=== EXERCISE PROMPT ===
Every record shown below should be duplicated exactly.

- - - - -

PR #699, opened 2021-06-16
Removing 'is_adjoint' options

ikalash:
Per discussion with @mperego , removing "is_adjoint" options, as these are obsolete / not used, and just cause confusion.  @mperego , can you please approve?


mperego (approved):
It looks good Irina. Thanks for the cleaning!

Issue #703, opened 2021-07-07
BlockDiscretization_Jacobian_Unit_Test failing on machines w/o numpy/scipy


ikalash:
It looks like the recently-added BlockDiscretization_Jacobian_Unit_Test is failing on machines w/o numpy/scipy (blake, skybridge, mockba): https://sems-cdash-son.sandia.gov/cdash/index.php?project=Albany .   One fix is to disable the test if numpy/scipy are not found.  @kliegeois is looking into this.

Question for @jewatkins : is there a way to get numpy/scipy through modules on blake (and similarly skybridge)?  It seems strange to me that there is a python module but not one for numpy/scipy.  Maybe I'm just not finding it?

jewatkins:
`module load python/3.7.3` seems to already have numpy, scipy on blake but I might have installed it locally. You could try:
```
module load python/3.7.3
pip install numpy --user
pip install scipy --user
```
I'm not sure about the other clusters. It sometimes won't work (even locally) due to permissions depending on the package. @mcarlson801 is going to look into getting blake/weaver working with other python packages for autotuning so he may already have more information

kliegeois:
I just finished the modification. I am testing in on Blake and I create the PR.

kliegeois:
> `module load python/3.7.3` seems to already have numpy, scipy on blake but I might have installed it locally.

- - - - -

=== PROBLEM SOLUTION ===
PR #699, opened 2021-06-16
Removing 'is_adjoint' options

ikalash:
Per discussion with @mperego , removing "is_adjoint" options, as these are obsolete / not used, and just cause confusion.  @mperego , can you please approve?


mperego (approved):
It looks good Irina. Thanks for the cleaning!

Issue #703, opened 2021-07-07
BlockDiscretization_Jacobian_Unit_Test failing on machines w/o numpy/scipy


ikalash:
It looks like the recently-added BlockDiscretization_Jacobian_Unit_Test is failing on machines w/o numpy/scipy (blake, skybridge, mockba): https://sems-cdash-son.sandia.gov/cdash/index.php?project=Albany .   One fix is to disable the test if numpy/scipy are not found.  @kliegeois is looking into this.

Question for @jewatkins : is there a way to get numpy/scipy through modules on blake (and similarly skybridge)?  It seems strange to me that there is a python module but not one for numpy/scipy.  Maybe I'm just not finding it?

jewatkins:
`module load python/3.7.3` seems to already have numpy, scipy on blake but I might have installed it locally. You could try:
```
module load python/3.7.3
pip install numpy --user
pip install scipy --user
```
I'm not sure about the other clusters. It sometimes won't work (even locally) due to permissions depending on the package. @mcarlson801 is going to look into getting blake/weaver working with other python packages for autotuning so he may already have more information

kliegeois:
I just finished the modification. I am testing in on Blake and I create the PR.

kliegeois:
> `module load python/3.7.3` seems to already have numpy, scipy on blake but I might have installed it locally.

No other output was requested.